- _Your instructions_
The listing that follows must be retyped in full, exactly.

- _Task input_
= = = = =
PR #224, opened 2023-08-29
Add tests for Helpers.ts to reach 100% coverage

JonasDov:
Helpers.ts was not included into "npm run cover". Included it into "npm run cover", and added tests to reach 100% coverage.

### DIFF
--- a/packages/testing/src/test/Helpers.test.ts
+++ b/packages/testing/src/test/Helpers.test.ts
@@ -2,11 +2,13 @@
  * Copyright (c) Bentley Systems, Incorporated. All rights reserved.
  * See LICENSE.md in the project root for license terms and full copyright notice.
  *--------------------------------------------------------------------------------------------*/
+
 import { expect } from "chai";
 import * as rimraf from "rimraf";
 import * as sinon from "sinon";
+import { IModelHost } from "@itwin/core-backend";
 import { Guid } from "@itwin/core-bentley";
-import { NoRenderApp } from "@itwin/core-frontend";
+import { IModelApp, NoRenderApp } from "@itwin/core-frontend";
 import { Presentation as PresentationBackend, PresentationProps } from "@itwin/presentation-backend";
 import { Presentation as PresentationFrontend } from "@itwin/presentation-frontend";
 import { HierarchyCacheMode, initialize, PresentationTestingInitProps, terminate } from "../presentation-testing/Helpers";
@@ -21,6 +23,9 @@ describe("Helpers", () => {
       frontendInitializationStub = sinon.stub(PresentationFrontend, "initialize");
       sinon.stub(PresentationBackend, "terminate");
       sinon.stub(PresentationFrontend, "terminate");
+      sinon.stub(IModelHost, "startup");
+      sinon.stub(NoRenderApp, "startup");
+      sinon.stub(IModelApp, "localization").get(() => ({ getLanguageList: () => ["en"] }));
     });
 
     afterEach(async () => {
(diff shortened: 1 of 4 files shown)


packages/testing/src/test/Helpers.test.ts
```diff
@@ -0,0 +1,103 @@
...
+    afterEach(async () => {
+      await terminate();
+    });
+
+    it("initializes PresentationBackend and PresentationFrontend on initialize", async () => {
+      const backendInitializationSpy = sinon.spy(PresentationBackend, "initialize");
+      const frontendInitializationSpy = sinon.spy(PresentationFrontend, "initialize");
+
+      await initialize();
+      expect(backendInitializationSpy.calledOnce);
```
grigasp, line 26: Let's use [sinon-chai](https://www.chaijs.com/plugins/sinon-chai/) way of asserting these. E.g. instead of `expect(backendInitializationSpy.calledOnce)` do `expect(backendInitializationSpy).to.be.calledOnce`

packages/testing/src/test/Helpers.test.ts
```diff
@@ -0,0 +1,103 @@
...
+    it("calls rimraf sync when initialized with HybridCacheConfig", async () => {
+      const syncStub = sinon.stub(rimraf, "sync");
+      const props: PresentationTestingInitProps = {
+        backendProps: { caching: { hierarchies: { mode: HierarchyCacheMode.Hybrid, disk: { mode: HierarchyCacheMode.Disk, directory: process.cwd() } } } },
+      };
+      await initialize(props);
+
+      await terminate();
+      expect(syncStub.calledOnce);
+    });
```
grigasp, line 101: Using `rimraf.sync` is an implementation detail of the goal to simply clear the cache directory. I suggest we rename the tests to describe the goal rather than this implementation detail, e.g. "clears cache directory when initialized with DiskHierarchyCacheConfig". 

Also, I don't think we need to pass a real (`process.cwd()`) directory here - simply `"/test/directory/"` should be sufficient. And we should assert that `rimraf.sync` is called with that directory.

packages/testing/src/test/Helpers.test.ts
```diff
@@ -0,0 +1,103 @@
...
+
+describe("Helpers", () => {
+  describe("initialize", () => {
+    afterEach(async () => {
+      await terminate();
+    });
+
+    it("initializes PresentationBackend and PresentationFrontend on initialize", async () => {
+      const backendInitializationSpy = sinon.spy(PresentationBackend, "initialize");
+      const frontendInitializationSpy = sinon.spy(PresentationFrontend, "initialize");
```
grigasp, line 23: I suggest we stub **all** these `initialize`, `startup` and `terminate` calls in `beforeEach` - that we the real ones won't be called, thus speeding up the tests.

grigasp (changes requested):

packages/testing/src/test/Helpers.test.ts
```diff
@@ -2,102 +2,112 @@
...
       sinon.resetHistory();
 
       await initialize();
-      expect(backendInitializationSpy.notCalled);
-      expect(frontendInitializationSpy.notCalled);
+      expect(backendInitializationStub).to.not.be.called;
+      expect(frontendInitializationStub).to.not.be.called;
     });
 
     it("initializes PresentationBackend and PresentationFrontend with provided props", async () => {
```
grigasp, line 48: the test name says it checks presentation frontend initialized too, although the test itself doesn't do the check

JonasDov: Added the check to the test, now the name should be correct.

packages/testing/src/test/Helpers.test.ts
```diff
@@ -0,0 +1,128 @@
...
+
+    beforeEach(() => {
+      backendTerminationStub = sinon.stub(PresentationBackend, "terminate");
+      frontendTerminationStub = sinon.stub(PresentationFrontend, "terminate");
+      rimrafSyncStub = sinon.stub(rimraf, "sync");
+      sinon.stub(PresentationBackend, "initialize");
+      sinon.stub(PresentationFrontend, "initialize");
+      sinon.stub(IModelHost, "startup");
+      sinon.stub(NoRenderApp, "startup");
+      sinon.stub(IModelApp, "localization").get(() => ({ getLanguageList: () => ["en"] }));
```
grigasp, line 81: it seems both `initialize` and `terminate` suites use the same stubs - maybe move them up a level to avoid repeated code?

JonasDov: Moved all except rimrafSyncStub, because it is only used in "terminate" suite.

grigasp (approved):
= = = = =
- _Expected answer_
PR #224, opened 2023-08-29
Add tests for Helpers.ts to reach 100% coverage

JonasDov:
Helpers.ts was not included into "npm run cover". Included it into "npm run cover", and added tests to reach 100% coverage.

### DIFF
--- a/packages/testing/src/test/Helpers.test.ts
+++ b/packages/testing/src/test/Helpers.test.ts
@@ -2,11 +2,13 @@
  * Copyright (c) Bentley Systems, Incorporated. All rights reserved.
  * See LICENSE.md in the project root for license terms and full copyright notice.
  *--------------------------------------------------------------------------------------------*/
+
 import { expect } from "chai";
 import * as rimraf from "rimraf";
 import * as sinon from "sinon";
+import { IModelHost } from "@itwin/core-backend";
 import { Guid } from "@itwin/core-bentley";
-import { NoRenderApp } from "@itwin/core-frontend";
+import { IModelApp, NoRenderApp } from "@itwin/core-frontend";
 import { Presentation as PresentationBackend, PresentationProps } from "@itwin/presentation-backend";
 import { Presentation as PresentationFrontend } from "@itwin/presentation-frontend";
 import { HierarchyCacheMode, initialize, PresentationTestingInitProps, terminate } from "../presentation-testing/Helpers";
@@ -21,6 +23,9 @@ describe("Helpers", () => {
       frontendInitializationStub = sinon.stub(PresentationFrontend, "initialize");
       sinon.stub(PresentationBackend, "terminate");
       sinon.stub(PresentationFrontend, "terminate");
+      sinon.stub(IModelHost, "startup");
+      sinon.stub(NoRenderApp, "startup");
+      sinon.stub(IModelApp, "localization").get(() => ({ getLanguageList: () => ["en"] }));
     });
 
     afterEach(async () => {
(diff shortened: 1 of 4 files shown)


packages/testing/src/test/Helpers.test.ts
```diff
@@ -0,0 +1,103 @@
...
+    afterEach(async () => {
+      await terminate();
+    });
+
+    it("initializes PresentationBackend and PresentationFrontend on initialize", async () => {
+      const backendInitializationSpy = sinon.spy(PresentationBackend, "initialize");
+      const frontendInitializationSpy = sinon.spy(PresentationFrontend, "initialize");
+
+      await initialize();
+      expect(backendInitializationSpy.calledOnce);
```
grigasp, line 26: Let's use [sinon-chai](https://www.chaijs.com/plugins/sinon-chai/) way of asserting these. E.g. instead of `expect(backendInitializationSpy.calledOnce)` do `expect(backendInitializationSpy).to.be.calledOnce`

packages/testing/src/test/Helpers.test.ts
```diff
@@ -0,0 +1,103 @@
...
+    it("calls rimraf sync when initialized with HybridCacheConfig", async () => {
+      const syncStub = sinon.stub(rimraf, "sync");
+      const props: PresentationTestingInitProps = {
+        backendProps: { caching: { hierarchies: { mode: HierarchyCacheMode.Hybrid, disk: { mode: HierarchyCacheMode.Disk, directory: process.cwd() } } } },
+      };
+      await initialize(props);
+
+      await terminate();
+      expect(syncStub.calledOnce);
+    });
```
grigasp, line 101: Using `rimraf.sync` is an implementation detail of the goal to simply clear the cache directory. I suggest we rename the tests to describe the goal rather than this implementation detail, e.g. "clears cache directory when initialized with DiskHierarchyCacheConfig". 

Also, I don't think we need to pass a real (`process.cwd()`) directory here - simply `"/test/directory/"` should be sufficient. And we should assert that `rimraf.sync` is called with that directory.

packages/testing/src/test/Helpers.test.ts
```diff
@@ -0,0 +1,103 @@
...
+
+describe("Helpers", () => {
+  describe("initialize", () => {
+    afterEach(async () => {
+      await terminate();
+    });
+
+    it("initializes PresentationBackend and PresentationFrontend on initialize", async () => {
+      const backendInitializationSpy = sinon.spy(PresentationBackend, "initialize");
+      const frontendInitializationSpy = sinon.spy(PresentationFrontend, "initialize");
```
grigasp, line 23: I suggest we stub **all** these `initialize`, `startup` and `terminate` calls in `beforeEach` - that we the real ones won't be called, thus speeding up the tests.

grigasp (changes requested):

packages/testing/src/test/Helpers.test.ts
```diff
@@ -2,102 +2,112 @@
...
       sinon.resetHistory();
 
       await initialize();
-      expect(backendInitializationSpy.notCalled);
-      expect(frontendInitializationSpy.notCalled);
+      expect(backendInitializationStub).to.not.be.called;
+      expect(frontendInitializationStub).to.not.be.called;
     });
 
     it("initializes PresentationBackend and PresentationFrontend with provided props", async () => {
```
grigasp, line 48: the test name says it checks presentation frontend initialized too, although the test itself doesn't do the check

JonasDov: Added the check to the test, now the name should be correct.

packages/testing/src/test/Helpers.test.ts
```diff
@@ -0,0 +1,128 @@
...
+
+    beforeEach(() => {
+      backendTerminationStub = sinon.stub(PresentationBackend, "terminate");
+      frontendTerminationStub = sinon.stub(PresentationFrontend, "terminate");
+      rimrafSyncStub = sinon.stub(rimraf, "sync");
+      sinon.stub(PresentationBackend, "initialize");
+      sinon.stub(PresentationFrontend, "initialize");
+      sinon.stub(IModelHost, "startup");
+      sinon.stub(NoRenderApp, "startup");
+      sinon.stub(IModelApp, "localization").get(() => ({ getLanguageList: () => ["en"] }));
```
grigasp, line 81: it seems both `initialize` and `terminate` suites use the same stubs - maybe move them up a level to avoid repeated code?

JonasDov: Moved all except rimrafSyncStub, because it is only used in "terminate" suite.

grigasp (approved):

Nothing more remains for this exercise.